▸ What the task requires: Everything in the records below should be set down again, word for word.

::: Source material :::

PR #575, opened 2025-05-01
fix: replace use of the gRPC AsyncIO API with the gRPC standard API

csande:
https://canvasmedical.atlassian.net/browse/KOALA-2836

**Changes:**
* All async functions and methods changed to non-async functions
* All other asyncio constructs removed
* Use standard gRPC server rather than the `aio` one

:::

▸ Response to this task:
PR #575, opened 2025-05-01
fix: replace use of the gRPC AsyncIO API with the gRPC standard API

csande:
https://canvasmedical.atlassian.net/browse/KOALA-2836

**Changes:**
* All async functions and methods changed to non-async functions
* All other asyncio constructs removed
* Use standard gRPC server rather than the `aio` one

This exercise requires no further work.